Ultimately, the authors turned to the Sequel System to evaluate structural variants, large genetic differences that involve at least 50 base pairs and are uniquely discoverable with long-read sequencing. This quickly led to the identification of the causative mutation: a 2.2 kb deletion that affects PRKAR1A, the gene involved in Carney complex. This case demonstrates the ability of long-read sequencing on the Sequel System to reveal genetic variation that is inaccessible with short-read technologies and highlights the potential to apply PacBio sequencing to precision medicine [1].
A human genome has around 20,000 structural variants (differences ≥50 bp) spanning 10 Mb, more base pairs than single nucleotide variants and small indels put together. Because structural variants tend to lie in repetitive regions of the genome and/or are larger than short-read sequencers can span, the vast majority (80%) are identified only by long-read sequencing.

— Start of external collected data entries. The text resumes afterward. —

PR #11685, opened 2026-01-04
demo of failure to create a branch with but-rebase

jonathantanmy2:
@Caleb-T-Owens do you know if it's possible to create a branch (with no local commits) with the rebase engine? I did what I thought was the most obvious way, first selecting the upstream commit, but it didn't work as you can see in the test.

DO NOT SUBMIT
until I figure out how to create a branch with the rebase engine

This is a demo of what happens when I try to create a branch with the rebase engine with what I expect should work. I can see that the rebase engine doesn't recognize the upstream commit. I thought of changing the code of the rebase engine to recognize the upstream commit myself, but doing this would mean that the rebase engine needs to distinguish between immutable commits (that can be inserted-above, but not replaced or inserted-below) and mutable commits (like the ones we have now), so I wanted to check if this is part of the intended design before proceeding. If not, how do I create a new branch that has no local commits?

The below part of the commit message is probably done:

This commit includes a new way to construct a testing sandbox that simulates a fresh clone of a repo. The setup is done in Rust code instead of Bash fixture scripts because Bash fixture scripts are per-crate (and thus a test writer/reader has new scripts to read whenever they work on a new crate). The abstraction chosen is a fresh clone, which is easily understood, and the most relevant information (upstream commit and workspace commit) is concisely explained in the Rustdoc.

As of this commit, this is only used to test `but-api`. Using it to test other crates probably should wait until `but-api` and/or `but-rebase` is more fully fleshed out - right now, setting up non-trivial commit graph scenarios is probably much more verbose than in a Bash fixture script.


crates/but-api/src/branch.rs
```diff
@@ -71,3 +72,25 @@ pub fn branch_diff(ctx: &Context, branch: String) -> anyhow::Result<TreeChanges>
...
+/// of a branch, the existing branch will be stacked above the new branch.
+#[but_api]
+#[instrument(err(Debug))]
+pub fn new_only(
+    ctx: &but_ctx::Context,
+    refname: gix::refs::FullName,
+    commit_id: gix::ObjectId,
+) -> anyhow::Result<()> {
+    let mut guard = ctx.exclusive_worktree_access();
+    let (repo, _, graph) = ctx.graph_and_meta_mut_and_repo_from_head(guard.write_permission())?;
```
Byron, line 86: One would have to use `but_workspace::branch::create_reference()` as it will handle meta-data correctly, too. Only with it will you currently be able to create actual virtual branches, i.e. workspace branches with defined order despite them pointing to the same commit.

crates/but-api/tests/branch.rs
```diff
@@ -0,0 +1,23 @@
+use but_api::branch::new_only;
+use but_testsupport::Sandbox;
+
+#[test]
+fn new_basic() -> anyhow::Result<()> {
+    let env = Sandbox::simulate_clone()?;
```
Byron, line 6: Even though one can probably say that more tests are better, I also think that testing in `but-api` *and* in `but-cli` leads to a lot of redundancy. 

This is because the plumbing crates (i.e. `but-workspace`) are well-tested, and `but-api` is just a thin wrapper around plumbing invocations with the occasional side-effect, like oplog or undo-queue handling.

Thus I wouldn't encourage to test on `but-api` level unless it's something unique to it, and something we deem valuable enough to pin down.

crates/but-testsupport/src/sandbox.rs
```diff
@@ -60,6 +61,53 @@ impl Sandbox {
...
+    /// upstream commit and workspace commit can be obtained by passing
+    /// `remotes/origin/main` and `gitbutler/workspace` respectively to
+    /// [gix::Repository::rev_parse_single].
+    pub fn simulate_clone() -> anyhow::Result<Sandbox> {
+        let env = Sandbox::empty()?;
+        env.invoke_git("init");
+        env.invoke_git("remote add origin ./fake/local/path");
+        env.invoke_git("config user.name User");
+        env.invoke_git("config user.email user@example.com");
+        let repo = env.open_repo()?;
```
Byron, line 74: I think this would be simpler if it was just a shell script, which then would also benefit from automatic caching, i.e. if it doesn't change, it's output can just be copied over into a writable location if that's requested.

Probably the reason for not using it here is that it's dependant on the crate that invokes the function to create/update the fixture. **However, what would already work is to pass an absolute path to the script, which could be made to always find the fixture script in `but-testsupport`.**

I'd be happy to provide an alternative, that could allow `gix-testtools` to receive a script as string as well.

Byron (commented):
Thanks a lot for sharing! 

My highlight from the comments below would be the question if `clone_from()` wouldn't be better as a simple shell script. `gix-testtools` would already support **absolute paths** so the invocation can be crate-independent, but I could also add the ability to *pass raw strings* as fixtures.

Generally, I think the way this *could* go is that there will be multiple test-styles - those that differentiate between read-only and writable, and those which don't. Those which don't will write their fixtures inline with Rust that even when only doing Git things will be more verbose than a shell script with `git` commands. Those that do differentiate only do touch-ups in Rust, for instance to set metadata, and do so in memory only so tests stay read-only if they are read-only.

Lastly, I fear that doing more than a touch-up of a fixture in Rust will lead to longer and wordier test cases which then get copy/pasted around, making it hard to recognise that these are all using the same fixture. Of course, this duplication can be organised away, but I am not sure that this will happen.

PS: I set this PR to draft mode based on the `DO NOT SUBMIT` note in the PR description.

jonathantanmy2:
> My highlight from the comments below would be the question if `clone_from()` wouldn't be better as a simple shell script. `gix-testtools` would already support **absolute paths** so the invocation can be crate-independent, but I could also add the ability to _pass raw strings_ as fixtures.

I'll answer this under your comment on `sandbox.rs`.

> Generally, I think the way this _could_ go is that there will be multiple test-styles - those that differentiate between read-only and writable, and those which don't. Those which don't will write their fixtures inline with Rust that even when only doing Git things will be more verbose than a shell script with `git` commands. Those that do differentiate only do touch-ups in Rust, for instance to set metadata, and do so in memory only so tests stay read-only if they are read-only.

What do you mean by "read-only" and "writable"? (E.g. a test like "status" that does not mutate the repository versus a test like "branch new" which mutates the repository?)

> Lastly, I fear that doing more than a touch-up of a fixture in Rust will lead to longer and wordier test cases which then get copy/pasted around, making it hard to recognise that these are all using the same fixture. Of course, this duplication can be organised away, but I am not sure that this will happen.

I think that the responsibility is on the programmer, if they copy and paste, to remove the parts that are irrelevant to the test, so hopefully the test cases won't be so wordy.

What is the benefit of recognizing that multiple tests use the same fixture? I would have thought that multiple tests using the same fixture may indicate that the fixture is one-size-fits-all, and contains details that relevant to only one of those multiple tests.

> PS: I set this PR to draft mode based on the `DO NOT SUBMIT` note in the PR description.

Thanks.

crates/but-api/tests/branch.rs
jonathantanmy2: OK, it makes sense to not test `but-api` if it's a thin wrapper, but then would it make sense to combine `but-workspace` and `but-api` into one crate? I only looked at `reword`, but for that, both `but-api` and `but-workspace` were thin wrappers around the rebase engine.

crates/but-api/src/branch.rs
jonathantanmy2: Hmm...shouldn't the rebase engine be able to handle ref metadata? From what I see of it, a ref can be a `Step` (i.e. a node of the graph), and such references can be the "from" and "to" of a replacement (`Editor::replace` takes a `Selector`, which is a `StepIndex`, and a `Step`, which can be a ref).

crates/but-testsupport/src/sandbox.rs
jonathantanmy2: By absolute path, do you mean a path from the root of the repo, as opposed to from the root of a crate? If yes, that would work (not sure if CI etc. is per-crate, but we can check).

A script as a string would work too, of course.

I was worried about slow test performance (spawning `git` processes to do every little thing instead of calling `gix` functions in-process) but the automatic caching will definitely more than compensate for it.

crates/but-api/src/branch.rs
Byron: It definitely should. But while it doesn't, do you think it's preferable to have an implementation in `but-api` that can't do a certain thing, knowing there is a plumbing function that is made to do that exact thing?
Here I'd wonder if that new `but-api` function can be used by the CLI to remove a legacy call, and then I'd want it to be correct.
There is already [an implementation in `but-testing`](https://github.com/gitbutlerapp/gitbutler/blob/091268b910cebb8196edd74e451e27b32c43e8bb/crates/but-testing/src/command/mod.rs#L608-L635) that calls the plumbing directly.

crates/but-api/tests/branch.rs
Byron: Yes, I also think that the rebase engine in `but-rebase` should have all the tests, and that thin wrappers should be going into `but-api` and completely bypass `but-workspace`. It's tests, the last time I checked, don't add anything that isn't tested in `but-rebase` yet.

crates/but-testsupport/src/sandbox.rs
Byron: > By absolute path, do you mean a path from the root of the repo, as opposed to from the root of a crate? If yes, that would work (not sure if CI etc. is per-crate, but we can check).

Yes, anything that starts with `/` basically. This works because `my_root.join("/foo")` will always be `/foo`.

> A script as a string would work too, of course.

Let's try to the absolute path version then.

> I was worried about slow test performance (spawning git processes to do every little thing instead of calling gix functions in-process) but the automatic caching will definitely more than compensate for it.

We already have an example for the limits of this technique in case of a [huge read-only](https://github.com/gitbutlerapp/gitbutler/blob/a91a245c485621cbb0c41846599a242821932bbd/crates/but-graph/tests/fixtures/scenarios.sh#L1-L0) scenario file that creates loads of initial states. It will take about 10 seconds to run if changes are made to it.
Writable fixtures now by API design are always single-repo-per-script, so the fixtures will be minimal, while read-only fixtures have to be split by hand once the pain-point is reached.

Byron:
> What do you mean by "read-only" and "writable"? (E.g. a test like "status" that does not mutate the repository versus a test like "branch new" which mutates the repository?)

Yes, that's it. Read-only tests re-use an existing fixture that is expected to not be altered. If tests were buggy and alter the fixture in observable ways, read-only tests might interfere with each other and fail, but I consider that a feature as it's clearly an implementation bug.

To me it's very important to keep fixtures read-only if they can for performance, but also to signal that we expect certain commands to not have observable side-effects. GitButler had issues with this, and I am looking at you, `list_virtual_branches` that would just create a branch when it thought it was necessary.

And what may seem like over-compensation really isn't, it's merely a reflection of `&` and `&mut` which we know is incredibly powerful in its own right, with plenty of immediate benefits like a chance of catching misbehaviour, and performance for fixture setup.

> What is the benefit of recognizing that multiple tests use the same fixture? I would have thought that multiple tests using the same fixture may indicate that the fixture is one-size-fits-all, and contains details that relevant to only one of those multiple tests.

It's true, it's what we have in `but-cli` right now, which probably indicates that the initial state doesn't matter too much as long as it's a workspace. The idea here would be to ask what initial states may affect the implementation, and create and use them accordingly.

For `but-cli`, I think it's fine to generalise such initial states, to say it's "a typical workspace" for example, or a "single-branch" situation. After all, everything `but-cli` calls is expected to work in all of these already so it's more about is adding more specialised initial states over time to reproduce specific bugs.

`but-graph` shows how it can also go, when only few initial states are re-used, and all are very specific to their tests. Here it's entirely unclear if these could be deduplicated, and that wouldn't be the goal. The goal for `but-graph` was to be specific and the test-suite reflects that.

> I think that the responsibility is on the programmer, if they copy and paste, to remove the parts that are irrelevant to the test, so hopefully the test cases won't be so wordy.

I'd hope that if the initial state isn't so important, that it can be setup in a line or two, so we don't end up copy-pasting a lot of fixture initialisation that clutters tests and gets copy-pasted.

With that said, in `but-cli` it really looks like it's "typical simple workspace", "typical workspace with worktree changes", and for the journeys, it's "from-unborn" and "from-bare" essentially, and we should be able to run typical journeys from there to completion. Right now we can't.

So to me the problem to fix would have been to add the needed fixtures to have worktree changes, and it probably was me who triggered this by adding a convenience `env.file(…)` method which forces tests to be read-write no matter what. I think it came from acknowledging the fact that most legacy commands currently need `but init` anyway, but it's really not supposed to be that way.

And now that I am writing this and remembering that at least one command now drops a file that contains CliID mappings in a read-only command, the whole idea of read-only goes out of the window for the `but` CLI. The test-suite must of course reflect that, but I don't know if that should be how we do things (CC @krlvi).

But that also nudges me towards accepting that `but` CLI is always writing, and the test-suite reflects that.

crates/but-api/src/branch.rs
jonathantanmy2: If we needed this ability in `but-api` right now, I agree that we should do what you suggest (use `but-workspace` directly) but my hope with this project was to understand the rebase engine more, so looks like I'll need to hold off on this work until the rebase engine understands ref metadata.

crates/but-api/tests/branch.rs
jonathantanmy2: Thanks, makes sense.

jonathantanmy2:
> > What is the benefit of recognizing that multiple tests use the same fixture? I would have thought that multiple tests using the same fixture may indicate that the fixture is one-size-fits-all, and contains details that relevant to only one of those multiple tests.
> 
> It's true, it's what we have in `but-cli` right now, which probably indicates that the initial state doesn't matter too much as long as it's a workspace. The idea here would be to ask what initial states may affect the implementation, and create and use them accordingly.
> 
> For `but-cli`, I think it's fine to generalise such initial states, to say it's "a typical workspace" for example, or a "single-branch" situation. After all, everything `but-cli` calls is expected to work in all of these already so it's more about is adding more specialised initial states over time to reproduce specific bugs.
> 
> `but-graph` shows how it can also go, when only few initial states are re-used, and all are very specific to their tests. Here it's entirely unclear if these could be deduplicated, and that wouldn't be the goal. The goal for `but-graph` was to be specific and the test-suite reflects that.

I think that the rebase engine tests will look more like `but-graph` than `but-cli` (each test has a different initial state).

How do you feel about the initial state being in a separate file (and not inline in the test itself)? I do find myself slightly annoyed by it (I have to cross-reference, and if I have to access an ID in the test, I presumably need to rev-parse it, when I could have assigned it to a variable if everything was in Rust), but if the reason is something like how it's less verbose to write in Bash, I guess I can live with that.

jonathantanmy2:
Besides the discussion above (thanks, by the way), I still have a question remaining about whether upstream commits should be selectable by the rebase engine. This is not only so that we can create new branches with no local commits, but also for things like rebasing/cherrypicking a commit directly onto an upstream commit.

Caleb-T-Owens:
Hey! Hopfully the following can shed some light on what is going on. Let me know if there are any portions I can clarify further. I'd be happy to hop on a call and go over any of it.

The rebase engine internally contains a graph of "steps" of all of the commits and references that are reachable by the workspace HEAD, similar to what a `git rebase -i --rebase-merges` might look like.

It's often not _all_ of the reachable commits from HEAD. The but-graph traversal is limited, and will stop after ~300ish commits deep to try and avoid doing _too_ much work. Because we use the step graph to infer where the parents should be, in this case we use the `preserved_parents` boolean on the `Step::Pick` step which tells the rebase engine to ingnore the parents (or lack there of) inferred by the graph and to use the origional parents.

When we call `.rebase()` we are going over that step graph from the parent-most steps, performing rewrites if the parents have changed.

The code that you wrote would work to add an additional reference to a commit that is reachable from HEAD. 

There are a couple options we can use to insert a reference to a commit outside of the `Editor`'s scope.

## Creating a rebase editor that does include these additional scopes

Currently the traversal is more limited in scope. The initial step-graph creation could be expanded to optionally pull more information from the `but-graph`. We could even have a way of taking a revwalker and turning that into an editor, though the but-graph should contain _everything_ in recent history.

Initially I chose to keep the scope limited since most operations are only manipulating commits 

## Add the ability to create a new nodes and edges

The rebase engine will try and rebase any nodes in it's step graph, so if we did want to add a reference to something not in the step graph, we could use an interface as follows:

```rs
// This would add a new pick step to the graph with `preserved_parents` set to true.
let commit_selector = editor.add_pick_to_unstepped_commit(target_commit_id)?;
editor.insert(
    commit_selector,
    Step::Reference { refname },
    InsertSide::Above,
)?;
```

Caleb-T-Owens:
I do like the idea of this `Sandbox` testing structure. Having worked with the bash based testing for a while now, I still struggle to find corresponding fixtures to the tests and still find bash code hard to read and write. I find some of the helper functions in the `but-workspace` quite hard to follow.

I'm quite a fan of having the setup code being in the test case itself so it's easy to see what the test is operating on easily.

With reguards to the read-only vs write thing, I always clear out the fixtures between test re-runs anyway to avoid stale fixture issues that I've had in the past, with a negligible performance impact.

Byron:
> How do you feel about the initial state being in a separate file (and not inline in the test itself)? I do find myself slightly annoyed by it (I have to cross-reference, and if I have to access an ID in the test, I presumably need to rev-parse it, when I could have assigned it to a variable if everything was in Rust), but if the reason is something like how it's less verbose to write in Bash, I guess I can live with that.

If I share my 'tricks' and it still isn't less annoying, then I think it's best to put that topic to rest and say do what you must to be happy 😁. What's there now makes me happy, but mileage varies.

What this system does is to give a place on disk with the fixture for read-only *and* (most) writable fixtures alike. This is really handy for manual investigation, but also to understand the initial state. Shell out a `git log` and capture the output, and instantly get an idea of the graph and the stable hashes that go with it. Not rerunning things that don't change is also very helpful, especially if there are many tests. Slow tests are an impediment and it's only acceptable if there aren't many tests (like is the case for most crates).

I haven't seen that ease-of-use with fixtures that all go into a tmp directory, and usually I had to add utilities or inline code to keep such tmp dirs to be able to inspect them myself. It's hard for me to grasp how it's possible to do this without such basic functionality.

With initial states, I'd never want to see how it's done, but I want to see what it is. Seeing what is done is a cognitive burden as one has to simulate in your head what the state is like - it really isn't a substitute for showing the initial state that matters to the code under test.

Lastly, if the implementation language or the lack of ease of 'jump to definition' that should be changed, then maybe something can be done.
The implementation language is already controlled by the shebang.
And adding native Rust support might also be possible with some macro-magic maybe. That way, the "run read-only/write-by-copy things only once until the script changes"-feature wouldn't be lost, while adding a jump-to capability in the IDE. Doing so doesn't sound easy or straightforward though 😅.

Byron:
One more note, now that I think about it: The `cargo` test-suite could be a reference. It's declarative, and the declaration of the initial state is basically the initial state. That's also perfectly fine, and the `Sandbox` approach would already help with that.

Maybe the way that is good mix of both approaches, skipping over the read-only capability as "performance optimisation", would be to have a bunch of high-level utilities on `Sandbox` to do the things we typically do. `Sandbox` already has a `debug()` function that allows to inspect the actual state, that's all I'd really want.

With that said, is there a conclusion to this PR that can be drawn so it could be merged? Something I'd still want to avoid is to do pure Git things in Rust that are just harder to read and maintain than a shell script.

jonathantanmy2:
> The code that you wrote would work to add an additional reference to a commit that is reachable from HEAD.

Thanks for your explanations. Ah, this was indeed what I missed - I didn't set HEAD to `gitbutler/workspace`.

jonathantanmy2:
> > How do you feel about the initial state being in a separate file (and not inline in the test itself)? I do find myself slightly annoyed by it (I have to cross-reference, and if I have to access an ID in the test, I presumably need to rev-parse it, when I could have assigned it to a variable if everything was in Rust), but if the reason is something like how it's less verbose to write in Bash, I guess I can live with that.
> 
> If I share my 'tricks' and it still isn't less annoying, then I think it's best to put that topic to rest and say do what you must to be happy 😁. What's there now makes me happy, but mileage varies.

OK, thanks for the discussion and yes, let's put the topic to rest. With absolute paths, I think that the large majority of my concerns are solved anyway.

I used:
```
format!(                                                 
    "/{}/../../crates/but/tests/fixtures/scenario/{}.sh",
    env!("CARGO_MANIFEST_DIR"),                          
    name                                                 
)
```
but there may be a better way.

jonathantanmy2:
> With that said, is there a conclusion to this PR that can be drawn so it could be merged? Something I'd still want to avoid is to do pure Git things in Rust that are just harder to read and maintain than a shell script.

I sent this PR to discuss 2 things (test strategy and why the rebase engine can't create the reference), both of which are resolved (the latter is because I didn't set HEAD to `gitbutler/workspace`), so I think the conclusion is that we can close this PR (without merging). I still have questions about the rebase engine, but that is separate from this PR and I'll ask them on Discord.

This means even so-called “whole” genome sequencing with short reads misses much of the variation in a human genome. [2]
Figure 1. Structural variation in the human genome. (a) Types of structural variation. (b) Differences between two typical human genomes. (c) Structural variants detected in a typical human genome with PacBio sequencing compared to short-read sequencing.

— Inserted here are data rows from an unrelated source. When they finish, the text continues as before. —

PR #11699, opened 2026-01-05
gerrit: fallback review URL when push has no new changes

### LINKED ISSUE #10188: Gerrit forge integration

godnight10061:
Fixes #10188

When pushing to Gerrit, if a commit was already pushed outside GitButler, Gerrit may reject with `(no new changes)`. GitButler treats this as success, but the push output contains no change URLs, so no Gerrit metadata was recorded and the UI kept the commit as 'unpushed' / missing the CR link.

This adds a fallback in `but-gerrit` to derive the Gerrit host from the repo push remote and generate a review URL from the commit's GitButler change UUID (the same `I<sha1(uuid)>` `Change-Id` used in trailers), e.g. `https://<gerrit-host>/q/<change-id>`.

Carney complex, a multiple neoplasia syndrome, is exceedingly rare, with fewer than 750 cases ever reported. Most individuals with the syndrome have a mutation that inactivates one of the two copies of the gene PRKAR1A. However, in the case reported today, clinical sequencing of PRKAR1A did not reveal any mutations. Then, short-read whole genome sequencing was applied to look for mutations throughout the genome, but it was uninformative. Ashley, Merker and colleagues were then driven to apply PacBio long-read sequencing to evaluate structural variants missed by previous methods.
The Sequel System was used to generate approximately eight-fold coverage of the human genome. Reads were mapped with NGM-LR [3], and structural variants were called with PBHoney [4], yielding 6,971 deletions and 6,821 insertions. These were filtered for rare, genic variants associated with disease genes, which left only six candidates for manual evaluation. One of the six variants was a heterozygous 2.2 kb deletion that removes the first coding exon of PRKAR1A. The variant was evaluated with Sanger sequencing in the individual and his parents, which demonstrated that the deletion is a de novo mutation not present in the parents.

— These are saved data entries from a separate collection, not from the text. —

PR #11703, opened 2026-01-06
id: support filenames as CLI IDs

jonathantanmy2:
I wrote some TODOs in the code - if anyone has any ideas, let me know. I thought about them for a while but couldn't come up with solutions (except complicated solutions that are probably not worth the complication).

Copy and paste commit message:

Interpret them to refer to the uncommitted, unassigned file (uncommitted files that are already assigned to a stack are not included).

There are caveats to this approach, as documented in the TODOs, but this affects the rare case that a repo has files in its root directory whose names are short, so it seems worthwhile to implement this feature, especially since it's natural for a user to specify a filename where a CLI ID is required.


jonathantanmy2:
I think the failing test is because of something else other than my code - when it's fixed, I'll rebase and repush.

Byron:
I have restarted CI to see if it's flake. But even if it is, I am very surprised this database migrations runs into concurrency issues in the `but` CLI tests. This could point at something fundamentally wrong, but also, could lead to a fix that makes migrations as run from the UI much more likely to succeed.

[The log, copied for convenience](https://github.com/gitbutlerapp/gitbutler/actions/runs/20737352620/job/59537347900?pr=11703#step:5:174).
```
---- expected: tests/but/journey.rs:98:20
++++ actual:   stderr
   1      - Error: errors.projects.default_target.not_found
   2      - 
   3      - Caused by:
   4      -     there is no default target
        1 + Error: Failed to run migrations: Failed to run 2025-05-26-145725_hunk_assignments with: table `hunk_assignments` already exists
```

*If it fails again, maybe it's a broken migration, but that should be caught by tests*.

crates/but/src/id/tests.rs
```diff
@@ -567,6 +567,54 @@ fn ids_are_case_sensitive() -> anyhow::Result<()> {
...
+        Ok(if commit_id == id(1) && parent_id.is_none() {
+            vec![]
+        } else {
+            bail!("unexpected IDs {} {:?}", commit_id, parent_id);
+        })
+    };
+    let hunk_assignments = vec![hunk_assignment("foo", None)];
+    id_map.add_file_info(changed_paths_fn, hunk_assignments)?;
+
+    insta::assert_debug_snapshot!(id_map.resolve_entity_to_ids("foo")?, @r#"
```
Byron, line 589: I think it would help a lot to have more of an explanation what's under test there. What's important about the return value, what makes it special?

Unfortunately, `insta` doesn't support the 'third argument' in its assertions, so all we can do here is add an ordinary comment above it.

Byron (commented):
I don't anything to add to the TODOs, but regarding ambiguous ids, one can only ever ensure that IDs generated now don't clash with any IDs that were already generated. Order matters, and entities added first will claim their IDs no matter what.
Some of that might not matter though once we know the access patterns, so postponing this seems like the right choice.

Regarding tests, I hope that we can make them so that they carry as much information as possible about what they actually test, knowing the future you won't know the details anymore, nor does a 'current me'. The more it's spelled out, the more likely future changes will do the right thing once the test fails, having to determine if the failure is legit or needs its expectation changed. This goes in the direction of making the code maintainable by a growing set of people, while acknowledging tests as only 'hard' defence to regression.

crates/but/src/id/tests.rs
jonathantanmy2: Done.

jonathantanmy2:
Besides @Byron 's comment, I've also expanded the comment that Copilot mentioned.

Approximately two-thirds of individuals with presumed genetic disorders remain undiagnosed even after short-read exome and whole genome sequencing. It is hypothesized many of the undiagnosed cases are explained by variants missed by short-read sequencing technologies, most notably structural variants, variants in GC-rich regions of the genome, and repeat expansions [5]. The study published today provides a proof-of-principle demonstrating that PacBio long-read sequencing identifies previously overlooked structural variants, even at relatively low sequencing coverage. We are excited by upcoming studies that will evaluate many more cases to elucidate the improvement in diagnostic yield from long-read sequencing, and to demonstrate that precision medicine requires a comprehensive view of genetic variation.
[1] Merker JD, et al. (2017). Genetics in Medicine.
[2] Huddleston J, et al. (2017). Genome Research, 27(5):677-685.
[3] https://github.com/philres/nextgenmap-lr
[4] English AC, et al. (2015). BMC Genomics, 16:286.
[5] Biesecker LG, et al. (2011). Genome Biology, 12(9):128.